Collected data
PR #5958, opened 2024-11-08
feat(cwl): Add clear screen and stop session code lens

keeganirby:
## Problem
Users may want to clear their screen during a tailing session. The liveTail document is read only.
Users may want to stop their session without closing the document. 

## Solution
Provide a codeLens to clear the screen (make document empty)
Provide a codeLens to stop the session without closing the document. 

Moves Interval Timer for updating the StatusBar to the LiveTailSession object so `stopLiveTailSession()` can interrupt it, and be guaranteed to be cleaned up.

The TextDocument's URI and Session URI seem to not be equal. Looking up in the LiveTailSessionRegistry with a document URI causes a session to not be found. Converting with `toString` allows these URIs to match and the registry to work as intended. 

Improves Exception handling on-stream. Previously, stopping the session in an expected fashion (codeLens, Closing editors) would cause an exception to bubble up and appear to the User. New change recognizes when the Abort Controller triggers, signifying an error has not occured, and logs the event as opposed to surfacing an error. Exposing only `isAborted` so that a caller has to use `stopLiveTailSession` to trigger the abortController and guarantee that other clean up actions have taken place. 

---

### DIFF
--- a/packages/core/src/awsService/cloudWatchLogs/activation.ts
+++ b/packages/core/src/awsService/cloudWatchLogs/activation.ts
@@ -19,13 +19,14 @@ import { searchLogGroup } from './commands/searchLogGroup'
 import { changeLogSearchParams } from './changeLogSearch'
 import { CloudWatchLogsNode } from './explorer/cloudWatchLogsNode'
 import { loadAndOpenInitialLogStreamFile, LogStreamCodeLensProvider } from './document/logStreamsCodeLensProvider'
-import { tailLogGroup } from './commands/tailLogGroup'
+import { clearDocument, closeSession, tailLogGroup } from './commands/tailLogGroup'
 import { LiveTailDocumentProvider } from './document/liveTailDocumentProvider'
 import { LiveTailSessionRegistry } from './registry/liveTailSessionRegistry'
 import { DeployedResourceNode } from '../appBuilder/explorer/nodes/deployedNode'
 import { isTreeNode } from '../../shared/treeview/resourceTreeDataProvider'
 import { getLogger } from '../../shared/logger/logger'
 import { ToolkitError } from '../../shared'
+import { LiveTailCodeLensProvider } from './document/liveTailCodeLensProvider'
 
 export async function activate(context: vscode.ExtensionContext, configuration: Settings): Promise<void> {
     const registry = LogDataRegistry.instance
@@ -46,6 +47,16 @@ export async function activate(context: vscode.ExtensionContext, configuration: 
 
     context.subscriptions.push(
         vscode.workspace.registerTextDocumentContentProvider(CLOUDWATCH_LOGS_SCHEME, documentProvider)
+    )
+
+    context.subscriptions.push(
+        vscode.languages.registerCodeLensProvider(
+            {
+                language: 'log',
+                scheme: cloudwatchLogsLiveTailScheme,
+            },
+            new LiveTailCodeLensProvider()
+        )
     )
 
     context.subscriptions.push(
@@ -110,6 +121,14 @@ export async function activate(context: vscode.ExtensionContext, configuration: 
                     ? { regionName: node.regionCode, groupName: node.logGroup.logGroupName! }
                     : undefined
             await tailLogGroup(liveTailRegistry, logGroupInfo)
+        }),
+
+        Commands.register('aws.cwl.stopTailingLogGroup', async (document: vscode.TextDocument) => {
+            closeSession(document.uri, liveTailRegistry)
+        }),
+
+        Commands.register('aws.cwl.clearDocument', async (document: vscode.TextDocument) => {
+            await clearDocument(document)
         }),
 
         Commands.register('aws.appBuilder.searchLogs', async (node: DeployedResourceNode) => {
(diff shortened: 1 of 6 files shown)


jpinkney-aws (approved):

packages/core/src/awsService/cloudWatchLogs/commands/tailLogGroup.ts
```diff
@@ -32,32 +32,29 @@ export async function tailLogGroup(
         region: wizardResponse.regionLogGroupSubmenuResponse.region,
     }
     const session = new LiveTailSession(liveTailSessionConfig)
-    if (registry.has(session.uri)) {
+    if (registry.has(session.uri.toString())) {
```
justinmk3, line 35: `uriToKey` exists for this purpose. https://github.com/aws/aws-toolkit-vscode/blob/d4d1ae0d065edc4ac795de32996110efb7dbf0dc/packages/core/src/awsService/cloudWatchLogs/cloudWatchLogsUtils.ts#L33

`toString` is not reliable, querystring parameters can appear in arbitrary order.

justinmk3: https://github.com/aws/aws-toolkit-vscode/blob/d4d1ae0d065edc4ac795de32996110efb7dbf0dc/packages/core/src/awsService/cloudWatchLogs/registry/logDataRegistry.ts#L51-L53

This makes me wonder why `LiveTailSessionRegistry` is using a completely different pattern than `LogDataRegistry`. Now we have two different "registries" concepts to maintain, using completely different patterns.

packages/core/src/awsService/cloudWatchLogs/commands/tailLogGroup.ts
```diff
@@ -100,8 +96,21 @@ async function handleSessionStream(
...
         }
-    } finally {
-        globals.clock.clearInterval(timer)
+    } catch (e) {
+        if (session.isAborted) {
+            //Expected case. User action cancelled stream (CodeLens, Close Editor, etc.).
+            //AbortSignal interrupts the LiveTail stream, causing error to be thrown here.
+            //Can assume that stopLiveTailSession() has already been called - AbortSignal is only
+            //exposed through that method.
+            getLogger().info(`Session ${session.uri.toString()} stopped.`)
```
justinmk3, line 105: put variable info at the end of the message. please read the project guidelines, which mention this.
```suggestion
            getLogger().info(`Session stopped:  ${session.uri.toString()}`)
```

packages/core/src/awsService/cloudWatchLogs/commands/tailLogGroup.ts
```diff
@@ -100,8 +96,21 @@ async function handleSessionStream(
...
+        } else {
+            //Unexpected exception.
+            session.stopLiveTailSession()
+            throw ToolkitError.chain(
+                e,
+                `Unexpected on-stream execption while tailing session: ${session.uri.toString()}`
```
justinmk3, line 111:
```suggestion
                `Unexpected on-stream exception while tailing session: ${session.uri.toString()}`
```

packages/core/src/awsService/cloudWatchLogs/activation.ts
```diff
@@ -48,6 +49,16 @@ export async function activate(context: vscode.ExtensionContext, configuration:
         vscode.workspace.registerTextDocumentContentProvider(CLOUDWATCH_LOGS_SCHEME, documentProvider)
     )
 
+    context.subscriptions.push(
+        vscode.languages.registerCodeLensProvider(
+            {
+                language: 'log',
+                scheme: cloudwatchLogsLiveTailScheme,
+            },
+            new LiveTailCodeLensProvider()
```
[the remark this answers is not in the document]
keeganirby: The CodeLenses in the existing CWL experiences are not very applicable to our LiveTail use case. 
"Load newer" & "Load older" don't apply when data is being streamed in constantly.  For `View full log stream`, customers can apply LogStream filter parameters to their liveTail session already so having this as a codeLens in a Livetail session doesn't seem necessary. 
On the other hand, a `SearchLogGroup` command won't need a `Stop tailing` code lens. 

These UX are quite separate. 

We already separate the CodeLens providers for `logData` and `logStream`. Given the UX and functionality of LiveTail is different from our other experiences I think it fits to have a separate CodeLens provider.

This is the same reasoning behind having a separate scheme as we discussed [here](https://github.com/aws/aws-toolkit-vscode/pull/5790#discussion_r1809327913). The way we retrieve/display logs from a LiveTail session stream differs enough from the existing LogDataRegistry that I felt that it was best to separate these logic's, as opposed to finding a way to generalize.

▸ **TASK TO COMPLETE**
In the data, how many lines include the string "stopped"? Reply with only that number.

▸ **WRITTEN RESPONSE**
2